Every release requires a migration script (sql/pg_ripple--X.Y.Z--X.Y.Z+1.sql), even if it only contains comments. See the Release Process for the full checklist.


Documentation Contributions

The documentation site uses mdBook with the mdbook-admonish plugin for callout boxes.

Building the docs locally

# Install mdbook and plugins
cargo install mdbook mdbook-admonish

# Build and serve
cd docs
mdbook serve --open

Callout syntax

Use fenced code blocks with admonish for callout boxes:

```admonish tip title="Performance"
Use `load_ntriples_file()` for large datasets — it is 10× faster than string loading.
```

```admonish warning
This operation cannot be undone.
```

```admonish note
Available since v0.16.0.
```

Adding a new page

  1. Create the Markdown file in the appropriate docs/src/ subdirectory.
  2. Add the page to docs/src/SUMMARY.md.
  3. Run mdbook build to verify it compiles.

Property-Based Testing (v0.46.0)

pg_ripple uses proptest for randomised property-based tests that assert algebraic invariants. These tests run entirely in pure Rust — no database connection required.

Running proptest suites

# Run all property-based tests
cargo test --test proptest_suite

# Run with more cases (default: 256)
PROPTEST_CASES=10000 cargo test --test proptest_suite

# Run a specific suite
cargo test --test proptest_suite sparql_roundtrip
cargo test --test proptest_suite dictionary
cargo test --test proptest_suite jsonld_framing

Adding a new property test

  1. Add your test to the appropriate file in tests/proptest/:

    • SPARQL translator invariants → sparql_roundtrip.rs
    • Dictionary encoder invariants → dictionary.rs
    • JSON-LD framing invariants → jsonld_framing.rs
    • New domain → create tests/proptest/<domain>.rs and add mod <domain>; to tests/proptest_suite.rs
  2. Use proptest! macros for property tests; regular #[test] for deterministic fixtures.
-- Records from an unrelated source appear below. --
PR #6570, opened 2023-08-23
Bug fix:  Correctly detect uncommitted changes for `dolt_pull` when roots have different feature versions

fulghum:
When pulling between two Dolt databases that have different feature versions, `dolt_pull()` can mistakenly interpret the difference in root value hash as being uncommitted changes. This change updates `dolt_pull()` to use the existing `actions.RootHasUncommittedChanges` function and changes that function to account for differing feature version when determining if roots have uncommitted changes.

### DIFF
--- a/go/libraries/doltcore/env/actions/checkout.go
+++ b/go/libraries/doltcore/env/actions/checkout.go
@@ -536,8 +536,15 @@ func clearFeatureVersion(ctx context.Context, roots doltdb.Roots) (doltdb.Roots,
 	}, nil
 }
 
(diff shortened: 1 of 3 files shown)


macneale4 (approved):
LGTM

max-hoffman:
are there any other dolt commands that are subject to this issue? we did checkout and pull, merge? clone? gc?

fulghum:
> are there any other dolt commands that are subject to this issue? we did checkout and pull, merge? clone? gc?

Good question. I tested stored procedures and commands for `gc`, `merge`, `cherry-pick`, `clone`, `stash` and couldn't repro the issue anywhere else.

PR #6584, opened 2023-08-24
Migrate the dolt_procedures table whenever stored procedures are used

nicktobey:
Fixes: https://github.com/dolthub/dolt/issues/6579

Before, we were only migrating the table when a new stored procedure was added. This means that any branches that predate our recent change to dolt_procedures would be broken until a new stored procedure was added. This fixes that by checking to see if the table needs to be migrated whenever the stored procedures are listed or used, not just when they're added.


fulghum (approved):
Nice fix! Looks great. Thank you! 🚢

PR #6595, opened 2023-08-29
Feature: Allow `*` wildcard in `@@dolt_replicate_heads`

fulghum:
This change allows customers to use `*` as a wildcard in the [`@@dolt_replicate_heads` system variable](https://docs.dolthub.com/sql-reference/version-control/dolt-sysvars#dolt_replicate_heads) to match zero or more characters in a branch name. For example, to replicate the `main` branch and all branches that start with `feature`, the following configuration can now be applied:
```
    dolt config --local --add sqlserver.global.dolt_replicate_heads main,feature*
```

Documentation: https://github.com/dolthub/docs/pull/1698

Fixes: https://github.com/dolthub/dolt/issues/6486

### DIFF
--- a/go/libraries/doltcore/sqle/wildcard.go
+++ b/go/libraries/doltcore/sqle/wildcard.go
@@ -19,9 +19,9 @@ import (
 	"strings"
 )
 
-// match returns true if |s| fully matches |pattern|. |pattern| may contain '*' wildcards
-// which match 0 or more characters.
-func match(pattern string, s string) bool {
+// matchWildcardPattern returns true if |s| fully matches |pattern|. |pattern| may contain '*' wildcards
+// which matchWildcardPattern 0 or more characters.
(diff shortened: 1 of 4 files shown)


go/libraries/doltcore/sqle/wildcard.go
```diff
@@ -0,0 +1,52 @@
...
+package sqle
+
+import (
+	"regexp"
+	"strings"
+)
+
+// match returns true if |s| fully matches |pattern|. |pattern| may contain '*' wildcards
+// which match 0 or more characters.
+func match(pattern string, s string) bool {
```
max-hoffman, line 24: matchWildcard? matchGlob?

max-hoffman (approved):
lgtm, regex conversion seems more reliable if not as fast as a more direct glob checking

PR #6598, opened 2023-08-29
Move storage format version to only be displayed with `dolt version --verbose`

fulghum:
`dolt version` displayed the storage format version by default, but this information is less relevant now that almost all Dolt databases have been migrated to the new storage format. This change adds a new `--verbose` /  `-v` flag that customers can specify if they do want to see the storage format version for a repository. 

Fixes https://github.com/dolthub/dolt/issues/6528


macneale4 (approved):
LGTM

PR #11590, opened 2026-08-23
Distinguish updating a branch from creating one in push output

### LINKED ISSUE #11352: dolt push prints '[new branch]' for every successful push of an existing branch
## Summary

Every successful `dolt push` of an existing branch prints ` * [new branch]   main -> main` — the message git reserves for branch *creation*. Updates of long-existing remote branches are reported as new-branch creations on every push.

## Repro (dolt 2.2.2, file remote, no network needed)

```
$ dolt init; dolt sql -q "create table t (i int primary key)"; dolt add t; dolt commit -m c1
$ dolt remote add origin file:///tmp/remote
$ dolt push origin main
 * [new branch]          main -> main        # correct: first push
$ dolt sql -q "insert into t values (1)"; dolt add t; dolt commit -m c2
$ dolt push origin main
 * [new branch]          main -> main        # wrong: branch already exists remotely
```

`dolt branch -a` shows `remotes/origin/main` tracked locally before the second push; git in the same situation prints `<old>..<new>  main -> main`.

## Root cause

`go/libraries/doltcore/env/actions/remotes.go`, `DoPush`: the success message is hardcoded — any successful push that isn't a delete appends the `[new branch]` line. The adjacent TODO already acknowledges the missing plumbing ("we don't have sufficient information here to know what actually happened in the push"), and `buildReturnMsg` carries a second TODO ("updated branches info is missing"). So the gap is known — but the placeholder text is actively misleading rather than merely sparse: it asserts creation on every routine update. (It cost us a re-verification of a production push to DoltHub today: seeing `[new branch]` for a months-old `main` reads as "did I just push to the wrong remote/branch?".)

## Suggested fix (two tiers)

1. **Minimal, no plumbing:** before pushing, `PushToRemoteBranch` (or `DoPush` via the local remote-tracking ref `refs/remotes/<remote>/<branch>`, which is already maintained — `SetHeadToCommit(ctx, remoteRef, commit)` updates it after each push) can distinguish "destination branch existed" from "didn't", and print `[updated] main -> main` vs `[new branch] main -> main`. That fixes the misleading half without the full git-style output.
2. **Full:** plumb a result struct out of `push()`/`PushToRemoteBranch` carrying old/new head hashes, enabling the git-style `74476cf..080b073  main -> main` line the TODO asks for; the old head is cheaply available from the same remote-tracking ref (or from `destDB.ResolveBranchRoots` which the fast-forward path already calls).

rjc123:
Fixes #11352.

`dolt push` printed ` * [new branch]          main -> main` for every successful push of an existing branch, so routine updates were reported as branch creations. `[new branch]` is the message git reserves for creation, and seeing it for a long-lived branch reads as "did I just push to the wrong remote?" — the true outcome was only knowable by separately diffing local and remote heads.

## The change

The success message in `DoPush` was hardcoded: any successful non-delete push appended the `[new branch]` line. This samples whether the destination ref exists **before** the push — the push itself creates it — and prints `[updated]` when it did.

```
push 1  →  * [new branch]          main -> main     (branch is new)
push 2  →  * [updated]             main -> main
push 3  →  * [updated]             main -> main
```

Three things worth calling out for review:

1. **A failed existence check is swallowed, not returned.** It affects only the wording of a status line, and a push that would otherwise succeed must not fail because we could not describe it. On error the previous wording is used.
2. **This is the minimal fix (tier 1 in the issue).** Printing git-style commit ranges (`74476cf38..080b073e7`) still needs results plumbed out of `Push()`. I updated the existing TODO rather than removing it, so the remaining gap stays documented.
3. **`HasRef` is a single `GetDataset`**, which is negligible next to what `push()` already does against the destination (`ResolveBranchRoots`, `FastForwardWithWorkspaceCheck`, `SetHeadAndWorkingSetToCommit`).

## Tests

One existing bats assertion encoded the old behaviour. In `remotes-push-pull.bats`, "push --all with remote specified" pushes `branch1` twice and the second push asserted `[new branch]`; it now asserts `[updated]`. Every other `[new branch]` assertion in the suite is a genuine first push and is unchanged — including `sql-server-remotesrv.bats`, where `main:new_branch` really is a creation.

Added a regression test covering creation → update → update, and asserting `[new branch]` does *not* appear on the second push.

## What I verified, and what I did not

Verified against a binary built from this branch: creation prints `[new branch]`, subsequent pushes print `[updated]`, and the branch-deletion (`[deleted]`) and up-to-date paths are unchanged. I also replayed the modified test's exact scenario end to end and confirmed `* [updated]  branch1 -> branch1`.

`go test ./libraries/doltcore/env/...` passes; `gofmt` and `go vet` are clean.

**I was not able to run the bats suite locally** — `bats` isn't installed on this machine. The bats changes are reasoned from the surrounding test bodies and confirmed by reproducing the scenarios by hand against the real binary, but they have not been executed. Worth a careful look in CI.

### DIFF
--- a/go/libraries/doltcore/env/actions/remotes.go
+++ b/go/libraries/doltcore/env/actions/remotes.go
@@ -110,14 +110,31 @@ func Push(ctx context.Context, tempTableDir string, mode ref.UpdateMode, destRef
 func DoPush[C doltdb.Context](ctx C, pushMeta *env.PushOptions[C], statsCh chan pull.Stats) (returnMsg string, err error) {
 	var successPush, setUpstreamPush, failedPush []string
 	for _, targets := range pushMeta.Targets {
+		// Whether the destination branch already exists has to be sampled before the push, because the
+		// push itself creates the ref. It is used only to choose between the "[new branch]" and
+		// "[updated]" status lines below.
+		//
+		// A failure here is deliberately swallowed rather than returned: it affects the wording of a
+		// status message only, and a push that would otherwise succeed must not be failed because we
+		// could not describe it. On error we fall back to the previous behaviour.
+		destExisted := false
+		if targets.SrcRef != ref.EmptyBranchRef {
+			if exists, hasRefErr := pushMeta.DestDb.HasRef(ctx, targets.DestRef); hasRefErr == nil {
+				destExisted = exists
+			}
+		}
+
 		err = push(ctx, pushMeta.Rsr, pushMeta.TmpDir, pushMeta.SrcDb, pushMeta.DestDb, pushMeta.Remote, targets, statsCh)
 		if err == nil {
-			// TODO: we don't have sufficient information here to know what actually happened in the push. Supporting
-			// git behavior of printing the commit ids updated (e.g. 74476cf38..080b073e7  branch1 -> branch1) isn't
-			// currently possible. We need to plumb through results in the return from the Push(). Having just an error
-			// response is not sufficient, as there are many "success" cases that are not errors.
+			// TODO: we still don't have sufficient information here to print the commit ids updated the
+			// way git does (e.g. 74476cf38..080b073e7  branch1 -> branch1). That needs results plumbed
+			// through the return from Push(); an error response alone is not sufficient, as there are
+			// many "success" cases that are not errors. Branch creation vs update is distinguished above,
+			// so the status line is no longer actively misleading, but it remains coarser than git's.
 			if targets.SrcRef == ref.EmptyBranchRef {
 				successPush = append(successPush, fmt.Sprintf(" - [deleted]             %s", targets.DestRef.GetPath()))
+			} else if destExisted {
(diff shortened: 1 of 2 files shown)


elianddb:
Hi @rjc123, I'll be putting a pin on this contribution, we already have a branch in development for this.

rjc123:
Understood, thanks for saying so — I'll leave this as is and won't push anything further to it. Happy for it to be closed in favour of your branch.

Is there a rough timeframe for when yours is likely to land? Not chasing — it just helps to know whether that's the next release or a few cycles out, given #11352 currently misreports every routine push.

Two things that may save you a few minutes, whichever fix lands: #11352 still reproduces on 2.3.1, so it has survived two minor releases since it was filed; and `remotes-push-pull.bats` has one assertion that encodes the current behaviour ("push --all with remote specified" pushes branch1 twice and expects `[new branch]` on the second), so it will need updating. Every other `[new branch]` assertion in that suite is a genuine first push.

  3. Run the suite with PROPTEST_CASES=10000 to verify 10,000 cases pass.

Debugging a proptest failure

When a test fails, proptest prints the minimal failing input. Reproduce it:

#![allow(unused)]
fn main() {
// Add to the failing test to fix the seed:
ProptestConfig::with_cases(1).with_proptest_rng(seed)
}

Fuzz Testing (v0.46.0)

pg_ripple uses cargo-fuzz to test the federation result decoder against arbitrary byte sequences.

Running the fuzz target

# Install cargo-fuzz
cargo install cargo-fuzz

# Run for 10 minutes
cargo fuzz run federation_result -- -max_total_time=600

# Run indefinitely
cargo fuzz run federation_result

# Minimise a crashing corpus entry
cargo fuzz tmin federation_result artifacts/federation_result/crash-<hash>

Adding a new fuzz target

  1. Create fuzz/fuzz_targets/<target_name>.rs with the fuzz target function.
  2. Add a [[bin]] entry to fuzz/Cargo.toml.
  3. Add the target to the fuzz-<target_name> CI job in .github/workflows/ci.yml.

Fuzz target contract

Every fuzz target must:

  • Use #![no_main] and libfuzzer_sys::fuzz_target!
  • Never panic regardless of input (panics are treated as fuzz failures)
  • Return Err(...) for invalid input, never crash

Reporting Issues

When filing a bug report, please include:

  • pg_ripple version: SELECT pg_ripple.canary(); and the output of \dx pg_ripple
  • PostgreSQL version: SELECT version();
  • Minimal reproducer: the smallest SQL script that triggers the issue
  • Full error output: use \errverbose in psql for detailed error context
  • Platform: OS and architecture

Security issues

If you discover a security vulnerability, please report it privately via GitHub Security Advisories rather than opening a public issue.